## REQUIRED ACTION
Show, from the records below, all lines that contain the word "callback".

(Beginning of THE DATA)

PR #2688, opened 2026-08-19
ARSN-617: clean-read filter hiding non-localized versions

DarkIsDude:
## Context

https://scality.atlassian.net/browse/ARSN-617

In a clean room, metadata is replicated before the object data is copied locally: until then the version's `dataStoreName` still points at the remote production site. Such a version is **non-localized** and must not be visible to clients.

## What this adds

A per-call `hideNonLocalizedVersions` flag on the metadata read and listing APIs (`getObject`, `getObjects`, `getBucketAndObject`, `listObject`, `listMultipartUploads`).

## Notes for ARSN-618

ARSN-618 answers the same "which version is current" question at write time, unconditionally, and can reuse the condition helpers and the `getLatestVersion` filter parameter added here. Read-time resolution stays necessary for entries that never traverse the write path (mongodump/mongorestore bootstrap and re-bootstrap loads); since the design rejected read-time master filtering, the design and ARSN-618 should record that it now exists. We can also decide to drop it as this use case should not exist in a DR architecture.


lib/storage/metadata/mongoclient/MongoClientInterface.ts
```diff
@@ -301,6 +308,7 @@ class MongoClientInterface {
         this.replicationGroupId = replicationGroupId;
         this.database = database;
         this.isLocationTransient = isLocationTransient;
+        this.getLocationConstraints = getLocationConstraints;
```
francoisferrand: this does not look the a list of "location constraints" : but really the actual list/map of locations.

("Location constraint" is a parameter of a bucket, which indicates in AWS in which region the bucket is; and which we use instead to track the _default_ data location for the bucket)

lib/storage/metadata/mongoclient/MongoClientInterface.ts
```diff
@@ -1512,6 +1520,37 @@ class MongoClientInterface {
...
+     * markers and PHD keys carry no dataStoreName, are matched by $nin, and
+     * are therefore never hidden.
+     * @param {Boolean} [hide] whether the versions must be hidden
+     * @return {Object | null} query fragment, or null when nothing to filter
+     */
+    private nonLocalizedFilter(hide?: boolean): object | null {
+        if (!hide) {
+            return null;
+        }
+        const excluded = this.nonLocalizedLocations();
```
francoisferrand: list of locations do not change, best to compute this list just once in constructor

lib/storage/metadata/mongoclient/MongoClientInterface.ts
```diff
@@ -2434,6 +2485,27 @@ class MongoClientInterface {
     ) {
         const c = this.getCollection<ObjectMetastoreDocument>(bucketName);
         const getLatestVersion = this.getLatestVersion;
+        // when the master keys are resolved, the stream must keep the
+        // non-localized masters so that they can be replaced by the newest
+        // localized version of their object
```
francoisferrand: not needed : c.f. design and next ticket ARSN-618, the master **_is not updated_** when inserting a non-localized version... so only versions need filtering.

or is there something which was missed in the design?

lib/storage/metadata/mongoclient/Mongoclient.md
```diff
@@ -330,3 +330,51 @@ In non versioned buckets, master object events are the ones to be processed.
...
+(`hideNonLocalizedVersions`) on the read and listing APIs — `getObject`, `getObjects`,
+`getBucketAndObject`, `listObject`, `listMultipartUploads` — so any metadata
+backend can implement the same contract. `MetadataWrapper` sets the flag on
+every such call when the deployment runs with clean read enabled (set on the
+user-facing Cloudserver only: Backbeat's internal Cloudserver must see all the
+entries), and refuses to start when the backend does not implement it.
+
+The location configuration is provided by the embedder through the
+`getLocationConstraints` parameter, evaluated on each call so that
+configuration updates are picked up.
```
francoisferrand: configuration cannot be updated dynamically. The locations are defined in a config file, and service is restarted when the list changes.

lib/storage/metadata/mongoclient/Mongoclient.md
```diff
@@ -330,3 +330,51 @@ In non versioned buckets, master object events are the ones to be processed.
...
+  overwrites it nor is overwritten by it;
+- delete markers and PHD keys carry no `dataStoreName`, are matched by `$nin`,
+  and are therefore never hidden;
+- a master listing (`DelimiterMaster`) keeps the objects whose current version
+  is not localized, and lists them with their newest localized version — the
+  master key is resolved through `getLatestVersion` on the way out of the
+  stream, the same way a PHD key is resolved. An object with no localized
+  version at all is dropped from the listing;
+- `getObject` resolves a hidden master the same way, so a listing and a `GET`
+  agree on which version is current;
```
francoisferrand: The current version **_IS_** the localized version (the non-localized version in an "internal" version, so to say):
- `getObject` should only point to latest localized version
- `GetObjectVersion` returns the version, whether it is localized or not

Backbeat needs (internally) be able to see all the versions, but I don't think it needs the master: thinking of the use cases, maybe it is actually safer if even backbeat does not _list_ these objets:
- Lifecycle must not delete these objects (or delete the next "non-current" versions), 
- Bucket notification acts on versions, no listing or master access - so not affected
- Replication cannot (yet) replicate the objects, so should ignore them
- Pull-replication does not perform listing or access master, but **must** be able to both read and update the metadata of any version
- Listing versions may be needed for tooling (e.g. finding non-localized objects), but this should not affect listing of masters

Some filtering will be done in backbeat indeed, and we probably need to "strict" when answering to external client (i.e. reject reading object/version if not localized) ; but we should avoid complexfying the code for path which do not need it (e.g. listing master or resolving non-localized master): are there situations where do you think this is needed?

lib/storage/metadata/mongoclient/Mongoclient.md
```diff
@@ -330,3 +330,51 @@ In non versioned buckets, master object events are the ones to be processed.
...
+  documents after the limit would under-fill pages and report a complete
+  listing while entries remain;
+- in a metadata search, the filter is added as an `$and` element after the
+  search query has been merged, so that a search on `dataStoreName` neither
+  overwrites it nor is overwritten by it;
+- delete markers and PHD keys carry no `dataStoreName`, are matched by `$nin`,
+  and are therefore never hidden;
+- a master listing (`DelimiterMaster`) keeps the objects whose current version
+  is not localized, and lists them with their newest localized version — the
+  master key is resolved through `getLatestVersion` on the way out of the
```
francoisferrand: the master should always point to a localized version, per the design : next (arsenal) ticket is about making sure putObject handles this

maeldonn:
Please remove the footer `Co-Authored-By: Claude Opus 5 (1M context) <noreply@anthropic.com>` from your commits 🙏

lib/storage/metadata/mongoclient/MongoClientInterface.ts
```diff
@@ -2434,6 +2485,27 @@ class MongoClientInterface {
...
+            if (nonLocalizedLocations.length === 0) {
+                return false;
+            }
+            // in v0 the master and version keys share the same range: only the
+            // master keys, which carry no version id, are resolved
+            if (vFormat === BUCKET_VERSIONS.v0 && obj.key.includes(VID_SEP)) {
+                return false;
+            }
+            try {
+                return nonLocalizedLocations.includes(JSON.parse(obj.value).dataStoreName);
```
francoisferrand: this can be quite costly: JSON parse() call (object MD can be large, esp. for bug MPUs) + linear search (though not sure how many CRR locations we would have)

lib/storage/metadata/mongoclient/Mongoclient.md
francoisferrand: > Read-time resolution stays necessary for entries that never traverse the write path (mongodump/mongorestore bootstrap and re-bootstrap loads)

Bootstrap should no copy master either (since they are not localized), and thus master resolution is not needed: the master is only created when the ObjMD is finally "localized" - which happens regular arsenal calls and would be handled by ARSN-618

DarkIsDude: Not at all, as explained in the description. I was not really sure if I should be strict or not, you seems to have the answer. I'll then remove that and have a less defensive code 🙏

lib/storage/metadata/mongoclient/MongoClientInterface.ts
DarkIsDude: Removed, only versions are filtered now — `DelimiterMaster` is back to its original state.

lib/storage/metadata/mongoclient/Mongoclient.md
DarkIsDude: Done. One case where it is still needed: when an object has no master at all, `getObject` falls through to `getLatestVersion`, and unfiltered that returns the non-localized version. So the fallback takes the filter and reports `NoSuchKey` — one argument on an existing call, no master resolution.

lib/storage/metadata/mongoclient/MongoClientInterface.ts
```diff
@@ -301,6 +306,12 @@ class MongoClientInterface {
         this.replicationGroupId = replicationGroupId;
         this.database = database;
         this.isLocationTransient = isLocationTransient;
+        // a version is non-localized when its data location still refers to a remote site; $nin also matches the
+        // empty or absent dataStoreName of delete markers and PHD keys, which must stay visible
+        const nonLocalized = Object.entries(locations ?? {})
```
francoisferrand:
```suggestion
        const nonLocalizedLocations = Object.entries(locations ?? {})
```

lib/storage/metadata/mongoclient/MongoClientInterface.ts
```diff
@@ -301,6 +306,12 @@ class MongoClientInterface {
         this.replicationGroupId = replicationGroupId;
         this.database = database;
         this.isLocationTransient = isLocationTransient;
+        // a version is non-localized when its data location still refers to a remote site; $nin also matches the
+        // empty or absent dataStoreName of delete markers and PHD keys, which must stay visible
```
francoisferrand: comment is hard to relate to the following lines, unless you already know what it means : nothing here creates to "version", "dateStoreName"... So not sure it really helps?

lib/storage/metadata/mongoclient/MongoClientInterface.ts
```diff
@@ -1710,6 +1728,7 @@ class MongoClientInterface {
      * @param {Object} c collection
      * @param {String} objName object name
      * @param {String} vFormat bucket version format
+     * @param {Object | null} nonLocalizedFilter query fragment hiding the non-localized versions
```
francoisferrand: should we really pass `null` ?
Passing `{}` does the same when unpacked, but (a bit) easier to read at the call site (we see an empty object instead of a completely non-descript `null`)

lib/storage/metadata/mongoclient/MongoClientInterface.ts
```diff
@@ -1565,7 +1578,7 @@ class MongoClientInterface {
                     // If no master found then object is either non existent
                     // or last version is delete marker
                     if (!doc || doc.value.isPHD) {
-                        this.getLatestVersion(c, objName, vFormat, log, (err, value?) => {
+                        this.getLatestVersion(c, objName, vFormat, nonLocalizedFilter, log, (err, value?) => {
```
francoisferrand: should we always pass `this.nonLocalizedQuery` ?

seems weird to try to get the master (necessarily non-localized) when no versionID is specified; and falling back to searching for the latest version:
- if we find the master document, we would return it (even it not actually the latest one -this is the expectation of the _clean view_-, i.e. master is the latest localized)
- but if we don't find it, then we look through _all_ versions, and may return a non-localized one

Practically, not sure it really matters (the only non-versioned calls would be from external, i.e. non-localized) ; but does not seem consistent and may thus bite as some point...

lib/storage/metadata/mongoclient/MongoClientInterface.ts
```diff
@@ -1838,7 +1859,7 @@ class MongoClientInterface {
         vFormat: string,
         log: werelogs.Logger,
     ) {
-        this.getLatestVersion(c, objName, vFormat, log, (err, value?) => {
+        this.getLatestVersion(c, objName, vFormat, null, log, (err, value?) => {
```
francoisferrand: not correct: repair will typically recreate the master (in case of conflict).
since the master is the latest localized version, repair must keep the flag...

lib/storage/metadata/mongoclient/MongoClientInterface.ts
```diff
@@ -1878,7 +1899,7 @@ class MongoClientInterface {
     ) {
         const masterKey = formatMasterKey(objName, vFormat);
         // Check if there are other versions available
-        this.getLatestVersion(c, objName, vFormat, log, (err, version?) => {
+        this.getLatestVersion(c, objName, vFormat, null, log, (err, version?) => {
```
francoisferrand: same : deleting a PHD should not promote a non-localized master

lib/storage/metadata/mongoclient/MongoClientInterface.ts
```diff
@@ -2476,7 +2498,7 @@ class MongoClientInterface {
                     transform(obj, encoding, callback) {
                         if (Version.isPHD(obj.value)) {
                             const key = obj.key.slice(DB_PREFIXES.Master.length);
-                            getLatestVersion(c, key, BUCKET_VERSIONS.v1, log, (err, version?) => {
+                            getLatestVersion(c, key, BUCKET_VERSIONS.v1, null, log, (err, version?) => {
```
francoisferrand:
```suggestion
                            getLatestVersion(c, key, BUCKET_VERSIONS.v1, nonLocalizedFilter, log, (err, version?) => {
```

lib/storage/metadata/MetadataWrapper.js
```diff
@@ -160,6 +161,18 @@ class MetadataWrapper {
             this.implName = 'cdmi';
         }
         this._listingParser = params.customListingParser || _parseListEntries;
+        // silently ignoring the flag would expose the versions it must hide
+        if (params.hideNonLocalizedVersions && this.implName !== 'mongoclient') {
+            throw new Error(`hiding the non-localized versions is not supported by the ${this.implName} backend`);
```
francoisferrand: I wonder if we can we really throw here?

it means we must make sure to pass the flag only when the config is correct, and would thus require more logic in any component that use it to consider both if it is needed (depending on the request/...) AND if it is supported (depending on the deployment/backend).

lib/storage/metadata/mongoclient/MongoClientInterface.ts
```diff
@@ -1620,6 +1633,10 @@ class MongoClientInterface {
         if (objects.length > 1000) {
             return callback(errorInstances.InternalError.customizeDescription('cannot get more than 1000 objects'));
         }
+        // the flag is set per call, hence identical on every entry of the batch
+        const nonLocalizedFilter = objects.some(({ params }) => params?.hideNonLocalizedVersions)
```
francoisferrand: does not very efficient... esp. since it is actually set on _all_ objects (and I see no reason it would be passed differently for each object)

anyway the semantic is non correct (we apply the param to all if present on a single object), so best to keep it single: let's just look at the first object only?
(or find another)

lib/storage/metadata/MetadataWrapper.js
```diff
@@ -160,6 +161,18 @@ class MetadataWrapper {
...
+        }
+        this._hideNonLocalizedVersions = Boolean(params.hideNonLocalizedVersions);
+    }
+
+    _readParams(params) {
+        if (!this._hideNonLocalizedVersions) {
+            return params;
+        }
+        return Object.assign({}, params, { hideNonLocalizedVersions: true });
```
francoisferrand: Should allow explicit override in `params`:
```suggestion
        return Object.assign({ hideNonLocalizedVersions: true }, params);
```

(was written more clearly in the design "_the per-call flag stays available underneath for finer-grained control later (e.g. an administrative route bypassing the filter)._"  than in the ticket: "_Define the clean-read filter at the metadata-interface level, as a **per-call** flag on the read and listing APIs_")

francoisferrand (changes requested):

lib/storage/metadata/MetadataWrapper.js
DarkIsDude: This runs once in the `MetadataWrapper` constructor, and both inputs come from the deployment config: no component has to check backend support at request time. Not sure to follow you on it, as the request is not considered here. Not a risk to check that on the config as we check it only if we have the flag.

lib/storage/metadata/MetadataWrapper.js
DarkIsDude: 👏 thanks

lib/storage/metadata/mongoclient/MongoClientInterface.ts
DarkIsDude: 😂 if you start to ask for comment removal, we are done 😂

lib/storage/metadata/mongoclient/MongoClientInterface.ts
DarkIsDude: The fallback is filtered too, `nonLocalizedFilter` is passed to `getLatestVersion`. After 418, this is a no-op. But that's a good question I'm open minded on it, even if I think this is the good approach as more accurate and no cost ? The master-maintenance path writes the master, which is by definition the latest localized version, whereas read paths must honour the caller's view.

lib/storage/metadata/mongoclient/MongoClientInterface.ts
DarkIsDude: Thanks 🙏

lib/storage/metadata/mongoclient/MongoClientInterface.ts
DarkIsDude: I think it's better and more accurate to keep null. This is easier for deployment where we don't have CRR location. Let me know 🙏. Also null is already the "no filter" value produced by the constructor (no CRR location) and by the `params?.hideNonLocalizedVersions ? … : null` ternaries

(End of THE DATA)

## RESULT OF THIS EXERCISE
                     transform(obj, encoding, callback) {
             return callback(errorInstances.InternalError.customizeDescription('cannot get more than 1000 objects'));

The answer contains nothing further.